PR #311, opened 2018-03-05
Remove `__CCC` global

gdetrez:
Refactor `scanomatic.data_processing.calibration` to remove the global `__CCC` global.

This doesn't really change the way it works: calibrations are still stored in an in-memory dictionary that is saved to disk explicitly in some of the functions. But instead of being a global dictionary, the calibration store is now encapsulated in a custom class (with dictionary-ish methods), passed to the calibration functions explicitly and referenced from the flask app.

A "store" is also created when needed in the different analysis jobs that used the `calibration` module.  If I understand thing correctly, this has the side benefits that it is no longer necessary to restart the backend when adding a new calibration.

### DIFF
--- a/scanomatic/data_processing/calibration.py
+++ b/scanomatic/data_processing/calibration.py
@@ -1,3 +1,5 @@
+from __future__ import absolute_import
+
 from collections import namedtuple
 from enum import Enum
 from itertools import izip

ASSIGNMENT:
Reproduce exactly the final stretch of the listing, starting at the line that contains "from enum import Enum" and ending with the last line.

TASK RESPONSE:
 from enum import Enum
 from itertools import izip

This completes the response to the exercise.